→ **Task to carry out**: The entries that follow should be written out exactly.

──────── Dataset

Issue #33, opened 2016-02-16
Should not camelcase key '--'


egoist:
when passing minimistOpts `{'--': true}` and run a given example:

`cli whatever -- ava test.js`

`meow` returns:

```js
{
  ...
  flags: {
    '': ['ava', 'test.js']
  }
  // while it should be '--': ['ava', 'test.js']
}
```

PR #37, opened 2016-04-11
Skip camelcasing `--` option

kevva:
Since `minimist` accepts a `--` option we should probably not camelcase it since it'll remove it altogether as noted in #33.


sindresorhus:
Great! All that's left for the next major now is to resolve https://github.com/sindresorhus/meow/pull/22. Thoughts welcome there.

PR #43, opened 2016-05-13
Remove calls to process.exit() (fixes #42)

### LINKED ISSUE #42: help text is truncated after ~988 chars
I'm on Node 6. The output buffer isn't flushed on `process.exit()`.

It seems this problem was already encountered in `eslint` and fixed here: https://github.com/eslint/eslint/blob/master/bin/eslint.js#L80

I've applied a quick fix to my local copy and the issue goes away. The unit test for checking help output does not catch this issue after updating the fixture with very long help text.

rygine:
This should resolve the output buffering issue.

### DIFF
--- a/index.js
+++ b/index.js
@@ -13,6 +13,8 @@ var normalizePackageData = require('normalize-package-data');
 // get the uncached parent
 delete require.cache[__filename];
 var parentDir = path.dirname(module.parent.filename);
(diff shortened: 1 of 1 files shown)


rygine:
amended with style fix

rygine:
going to close this as the solution lies in the hands of the node team.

────────────────

→ **Problem solution**:
Issue #33, opened 2016-02-16
Should not camelcase key '--'


egoist:
when passing minimistOpts `{'--': true}` and run a given example:

`cli whatever -- ava test.js`

`meow` returns:

```js
{
  ...
  flags: {
    '': ['ava', 'test.js']
  }
  // while it should be '--': ['ava', 'test.js']
}
```

PR #37, opened 2016-04-11
Skip camelcasing `--` option

kevva:
Since `minimist` accepts a `--` option we should probably not camelcase it since it'll remove it altogether as noted in #33.


sindresorhus:
Great! All that's left for the next major now is to resolve https://github.com/sindresorhus/meow/pull/22. Thoughts welcome there.

PR #43, opened 2016-05-13
Remove calls to process.exit() (fixes #42)

### LINKED ISSUE #42: help text is truncated after ~988 chars
I'm on Node 6. The output buffer isn't flushed on `process.exit()`.

It seems this problem was already encountered in `eslint` and fixed here: https://github.com/eslint/eslint/blob/master/bin/eslint.js#L80

I've applied a quick fix to my local copy and the issue goes away. The unit test for checking help output does not catch this issue after updating the fixture with very long help text.

rygine:
This should resolve the output buffering issue.

### DIFF
--- a/index.js
+++ b/index.js
@@ -13,6 +13,8 @@ var normalizePackageData = require('normalize-package-data');
 // get the uncached parent
 delete require.cache[__filename];
 var parentDir = path.dirname(module.parent.filename);
(diff shortened: 1 of 1 files shown)


rygine:
amended with style fix

rygine:
going to close this as the solution lies in the hands of the node team.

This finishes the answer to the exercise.